The Trends & Experience in Defined Contribution (DC) plans survey found the percentage of employers that automatically enroll participants has plateaued at 56% of plans, similar to 2009 levels. Among those not offering, 5.5% plan to add during 2011.
Companies that offer both DC and defined benefit (DB) plans continue to be more likely to automatically enroll employees (62%), compared to those that are DC only (47%).
Although there has been much discussion around the needs for automatic enrollment to also reach existing nonparticipants, still the vast bulk (82%) default only new hires, the survey report said. This is nearly unchanged from 2009.

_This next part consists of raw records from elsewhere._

PR #1770, opened 2020-05-27
Windows: mom hook fix

SudeshnaMoulik:
#### Describe Bug or Feature

- For mom hook runs as user (pbsuser), the environment of the user always shows service user acc environment under which mom is running
- For mom hook, the getpass.getuser() always shows previous job's user name. Observed this in both for admin and user hook.

These behaviors are noticed only for Windows mom hook.

#### Describe Your Change

- Export the user environment when the hook is running as user
- Inside Windows mom process, we were setting 'USER' env variable at some places in code and didn't reset that.

[before_fix.txt](https://github.com/openpbs/openpbs/files/4686975/before_fix.txt)
After fix:
[admin_hook_test.txt](https://github.com/openpbs/openpbs/files/4686977/admin_hook_test.txt)
[user_hook_test.txt](https://github.com/openpbs/openpbs/files/4686983/user_hook_test.txt)
[mom_log.txt](https://github.com/openpbs/openpbs/files/4686985/mom_log.txt)

### DIFF
--- a/src/lib/Libwin/passwd.c
+++ b/src/lib/Libwin/passwd.c
@@ -4148,7 +4148,9 @@ wsystem(char *cmdline, HANDLE user_handle)
 	} else {
 		flags = flags|CREATE_UNICODE_ENVIRONMENT;
 		if (!CreateEnvironmentBlock(&user_env, user_handle, FALSE)) {
+			run_exit = GetLastError();
 			log_err(-1, __func__, "failed in CreateEnvironmentBlock");
+			goto end;
 		}
 		rc=CreateProcessAsUser(user_handle, NULL, cmd,
 			NULL, NULL, TRUE, flags,
@@ -4185,6 +4187,7 @@ wsystem(char *cmdline, HANDLE user_handle)
 	if (user_env)
 		DestroyEnvironmentBlock(user_env);
 
+end:
 	return (run_exit);
 }
 
--- a/src/lib/Libwin/passwd.c
+++ b/src/lib/Libwin/passwd.c
@@ -4118,6 +4118,7 @@ wsystem(char *cmdline, HANDLE user_handle)
 	char			*temp_dir = NULL;
 	int			changed_dir = 0;
 	DWORD		stat;
+	LPVOID  user_env = NULL;
 
 	si.cb = sizeof(si);
 	si.lpDesktop = NULL;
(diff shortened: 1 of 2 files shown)


src/resmom/requests.c
```diff
@@ -2834,6 +2834,7 @@ req_cpyfile(struct batch_request *preq)
 	 * the same permissions as TMPDIR
 	 */
 	(void)revert_impersonated_user();
+	SetEnvironmentVariable("USER", NULL);
```
hirenvadalia, line 2837: not sure, but AFAIK, in code as of now I can see only two setenv for USER, and which is in fork_to_user() (both version windows as well as *nix), so my question is instead doing this can we remove that setenv from fork_to_user()?

raviv1995: +1, going a bit further I think they were used in dce_login - refer to the deletions in the dce_login removal commit - https://github.com/openpbs/openpbs/commit/ad9f208faca09679082d889db56c677d8bfc7b85#diff-68d448a9a18cff40450417ba0ffc3e0dL280

SudeshnaMoulik: Hi @hirenvadalia, Thanks for review. I had this idea, but was not sure as pbs_idled search for that. And am not sure whether it break anything

hirenvadalia: That pbs_idled.c is for *nix one, for windows there is pbs_idled_win.c which doesn't find user name, and in *nix pbs_idled is stared by user only (or login bashrc when user log-in into system) when cycle harvesting is configured, so even if we remove setenv from fork_to_user it won't affect pbs_idled.

SudeshnaMoulik:
Attached latest logs for Windows:
[user_hook_test.txt](https://github.com/openpbs/openpbs/files/4688630/user_hook_test.txt)
[admin_hook_test.txt](https://github.com/openpbs/openpbs/files/4688631/admin_hook_test.txt)
[mom_log2.txt](https://github.com/openpbs/openpbs/files/4688635/mom_log2.txt)

Ran regression (job id: 1898)

src/lib/Libwin/passwd.c
```diff
@@ -4145,9 +4146,13 @@ wsystem(char *cmdline, HANDLE user_handle)
 			NULL, NULL, TRUE, flags,
 			NULL, NULL, &si, &pi);
 	} else {
+		flags = flags|CREATE_UNICODE_ENVIRONMENT;
+		if (!CreateEnvironmentBlock(&user_env, user_handle, FALSE)) {
+			log_err(-1, __func__, "failed in CreateEnvironmentBlock");
```
vstumpf, line 4151: if we fail to create the environment block, shouldn't we return out of the function? Instead of continuing to run the process.

subhasisb: sudehsna addressed it, hence resolving this

PR #1771, opened 2020-05-27
Job submission from ROOT_USER changed to TST_USR in TestJobPerf testsuite

visheshh:
#### Describe Bug or Feature
Job submitted as a root user fails in TestJobPerf testsuite, if test is run from sudo user

#### Describe Your Change
Replace ROOT_USER to TST_USR and ADMIN_USER to TST_USR1

[buggy_root.txt](https://github.com/openpbs/openpbs/files/4693420/buggy_root.txt)
[fixed.txt](https://github.com/openpbs/openpbs/files/4693422/fixed.txt)

### DIFF
--- a/test/tests/performance/pbs_jobperf.py
+++ b/test/tests/performance/pbs_jobperf.py
@@ -153,7 +153,7 @@ class TestJobPerf(TestPerformance):
             i = 0
             users = [TEST_USER1, TEST_USER2, TEST_USER3, TEST_USER4,
                      TEST_USER5, TEST_USER6, TEST_USER7, TEST_USER,
-                     TST_USR, ADMIN_USER]
+                     TST_USR, TST_USR1]
             a = {'log_events': config['svr_log_level']}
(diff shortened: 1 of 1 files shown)


test/tests/performance/pbs_jobperf.py
```diff
@@ -153,7 +153,7 @@ def test_job_performance_sched_off(self):
             i = 0
             users = [TEST_USER1, TEST_USER2, TEST_USER3, TEST_USER4,
                      TEST_USER5, TEST_USER6, TEST_USER7, TEST_USER,
-                     ROOT_USER, ADMIN_USER]
+                     TST_USR, ADMIN_USER]
```
bhroam, line 156: If ROOT_USER was a problem, is ADMIN_USER ok?

visheshh: It works fine, But changed it as it may cause issue in a non linux platform

visheshh:
@prakashcv13 @bhroam Updated.

PR #2277, opened 2021-03-02
Incorrect Job array ids generated for multi-server

agrawalravi90:
#### Describe Bug or Feature

After the jobid namespace redesign change went in, a bug was introduced which caused job array ids to be generated incorrectly: the '[]' came before the numeric portion of server id, leading to jobids such as 0[]00.pbspro.

Also, changed msvr_node_group's value to be set to the position of the server in PBS_SERVER_INSTANCES so that even if PBS_SERVER is the same for all servers, msvr_node_group is set to different values for nodes of each server.

### DIFF
--- a/src/server/multi_svr.c
+++ b/src/server/multi_svr.c
@@ -62,6 +62,7 @@ typedef struct peersvr_list {
 static struct peersvr_list *peersvrl;
 extern char server_host[PBS_MAXHOSTNAME + 1];
 extern unsigned int	pbs_server_port_dis;
+static int svridx = -1;
 
 /**
  * @brief
@@ -279,6 +280,18 @@ init_msi()
 {
 	peersvrl = NULL;
 
+	/* Determine the index of the server in PBS_SERVER_INSTANCES list */
+	if (svridx == -1) {
+		int i;
+		for (i = 0; i < get_num_servers(); i++) {
+			if (pbs_conf.psi[i].port == pbs_server_port_dis &&
+			    is_same_host(pbs_conf.psi[i].name, server_host)) {
+				svridx = i;
+				break;
+			}
+		}
+	}
+
 	return 0;
 }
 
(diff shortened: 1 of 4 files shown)


src/server/node_func.c
```diff
@@ -360,19 +361,18 @@ initialize_pbsnode(struct pbsnode *pnode, char *pname, int ntype)
...
-		 * server_id is the id of the server for the node */
-		prd = &svr_resc_def[RESC_MSVR_ND_GROUP];
-		if ((svr_nd_grp = add_resource_entry(pat1, prd)) != NULL) {
-			char buf[PBS_MAXHOSTNAME];
-
-			snprintf(buf, sizeof(buf), "%s", pbs_server_name);
-			decode_arst(&svr_nd_grp->rs_value, NULL, NULL, buf);
-		}
-	}
+    if (get_num_servers() > 1) {
```
nithinj, line 364: Use msvr_mode()

src/server/multi_svr.c
```diff
@@ -306,3 +308,31 @@ gen_svr_inst_id(void)
...
+ * @return	int
+ * @retval	index of the server
+ * @retval	-1 if couldn't be determined
+ */
+int
+get_server_index(void)
+{
+	static int svridx = -1;
+
+	if (svridx == -1) {
```
nithinj, line 326: Instead of calculating here, set the Index when we find the self in init_msi.

nithinj (changes requested):

src/server/multi_svr.c
agrawalravi90: "set the Index when we find the self in init_msi."

I'm not sure I understand. Is there any advantage of calculating it in init_msi? I'll have to create a global if I calculate it in init_msi() so that get_server_index() can return it, I'd rather not go in that direction. How does it help?

agrawalravi90:
@nithinj thanks for the review, I've addressed your comments, please provide further feedback.

src/server/multi_svr.c
nithinj: init_msi will change and follows a similar logic with https://github.com/openpbs/openpbs/pull/2253
so it will be easier to merge.
We can just call one function whenever PSI changes.
The variable is already static, the suggested change requires it to be in the file's scope.

agrawalravi90:
@nithinj thanks, I've moved the calculation to init_msi(), let me know if it looks ok now.

agrawalravi90:
@openpbs/openpbs-maintainers need a maintainer review for this PR, thanks.

arungrover (approved):
LGTM

agrawalravi90:
@arungrover  thanks for taking this up!

nithinj (approved):
LGTM!

subhasisb (approved):

agrawalravi90:
@nithinj  @subhasisb and @arungrover thanks for the sign-off, I just resolved a conflict, please check it out and let me know if it still looks good.

agrawalravi90:
Regression results:

Profile: regression
|--|--|--|--|--|--|--|
|6359|3990|0|0|0|0|3990|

Default investments under automatic enrollment have shifted to qualified default investment alternatives (QDIA) options, with target-date portfolios dominating. Currently, 78% of plans default participants’ funds into a target-date fund, up from 69% in 2009 and 50% in 2007. Balanced or target-risk funds are used with 13% of plans, managed accounts by 3%, and stable value or money market by 6% of employers.
The report notes that default contribution rates have also been discussed significantly in the marketplace, focusing on whether these rates are adequate given participant inertia. Two-thirds of plans (66%) continue to use a 1% to 3% default rate. These stats have only marginally improved in the past two years, with 15% of plans defaulting at a rate of 6% or higher (up from 12% of plans).
Automatic contribution escalation is also more popular, with 51% of plans offering the feature (up from 44% in 2009), and another 6% plan to add in 2011. Escalation is also more popular as part of automatic enrollment, with 45% of plans using automatic escalation within automatic enrollment (up from 40% in 2009). Escalation is more prevalent among plans that initially default at lower rates (76% default at 2% or 3% of pay initially).Automatic rebalancing is offered by 53% of plans, up from 47% in 2009. Another 3% of employers report they plan to adopt it during the coming year.
Advice More Prevalent
The Aon Hewitt survey found investment education and advisory services are increasingly prevalent and top of mind. Nearly all respondents (98%) use written materials for communicating investment concepts, while only 22% report that they are very effective. The most effective media reported is on-site seminars/workshops/meetings (ranked very effective by 54% of plans), followed by call center counseling (38%) and personalized communication (38%).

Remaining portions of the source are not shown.